The big problem is, I'm not as carring and artistic as INFPs, but I'm scared of being unable to think rationally and fit in with INTPs.
_2) What do you yearn for in life? Why?_
I want to learn as much as I can. I want to understand the world, all the ideas that pass my head (...), and, along understanding what "moves" this universe, I really want to understand myself at once (although I think it's impossible).
_3) Think about a time where you felt like you were at your finest. Tell us what made you feel that way._
In 8th grade (at least that's how it works in my country), I got the best grades at my exams in my class and school. I felt so good, not necessarily because I was better than the others, but because everyone in my family was rewarding me and I felt like I had no duty anymore (I studied hard in 8th grade for that exam). I felt free again (yeah, talking of nerds...)
_4) What makes you feel inferior?_
The fact that :
a)Sometimes I consider myself so smart and analytical, and in the face of a logic problem, one of my friends finds the answer faster, in a more simple fashion. Deep inside I feel like I'm the biggest idiot, but on the outside, I congratulate him.
b)Sometimes I consider myself an soul-person, a nice guy, but then, I get so deep, I feel very sad (I even considered suicide once), and feel like I'm not fitting. I feel like I'm worthless, and then, I see a friend being so generous and nice, devoting himself to art and being so compassionate - unlike I will ever be - and I feel even more worthless - I feel like I'm not good at anything
_5) What tends to weigh on your decisions? (Do you think about people, pro-cons, how you feel about it, etc.)_
I usually like pro-cons, but, if I want something, if I feel it's right, I'll probably ignore them. Also, if I get too stubborn in an argument, and I spot inconsistencies in myself, I withdraw ("Yeah, yeah, you're right. I was mistaken, sorry, you're right"), but it usually takes awhile if that's the case..
_6) When working on a project what is normally your emphasis? Do you like to have control of the outcome?_
I don't think I understand the second question of this phrase, but, I think the answer would be no. Group project - stay in the background and help where I can. Solitary project - the outcome is usually anything that doesn't stand in the crowd - I like great ideas, but I'm afraid of showing to others ideas that are too abstract, so they don't get confused and move me aside
_7) Describe us a time where you had a lot of fun. How is your memory of it? _
Well, it's not a big deal, but...I think it would be one of my new year's eve, from when I was younger. I spent it with a close friend, and a even closer friend (one I know since we were babies), playing Xbox all night and eating whatever we would want. It was my special kind of fun others would find geeky. (it was 9th grade - I have a pretty sad life, I know).
_8) When you want to learn something new, what feels more natural for you? (Are you more prone to be hands on, to theorize, to memorize, etc)_
I like theorizing, and also understanding. That's right - I actually like understanding why it is like it is. Sometimes I can learn new things hands on, but rarely. I also like memorizing, but only what I find important. As for my studies - I memorize what I don't find interesting, because I don't have to bother understanding.

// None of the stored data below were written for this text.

PR #6318, opened 2015-09-24
Add 'Edit this page' links to `www` and `docs` websites

handlers:
Following [this pattern](https://github.com/mitchellh/packer/pull/2396), this PR adds 'edit this page' links to the footers of the Vagrant `docs` and `www` sites. Note that it also adds Makefiles for each Middleman site.


mitchellh:
LGTM!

_9) How organized do you to think of yourself as?_
Pretty disorganized...I am kind of random. 
_10) How do you judge new ideas? You try to understand the principles behind it to see if they make sense or do you look for information that supports it?_
"do you look for information that supports it?" - to this part, no, only if it's extremely vague. I really like this option : "to try to understand the principles behind it; to see if they make sense". That's more like me. I find any new idea is worth listening to, but if too vague I dismiss it. Also, if an idea tends to attack my values or my beliefs, I get pretty defensive, or withdraw if it is really true and wounds my core badly (too afraid to admit I'm wrong sometimes).
_11) You find harmony by making sure everyone is doing fine and belonging to a given group or by making sure that you follow what you believe and being yourself?_
I tend to find harmony in following what I believe and being myself, but sometimes, although not very often, I like to belong to a given group - just to have someone to, you know, listen to some of my ideas.
_12) Are you the kind that thinks before speaking or do you speak before thinking? Do you prefer one-on-one communication or group discussions?_
I think before speaking, but sometimes not enough, and sometimes I end up defending a point I don't really care about. And for the second question : one-on-one communication is more like me.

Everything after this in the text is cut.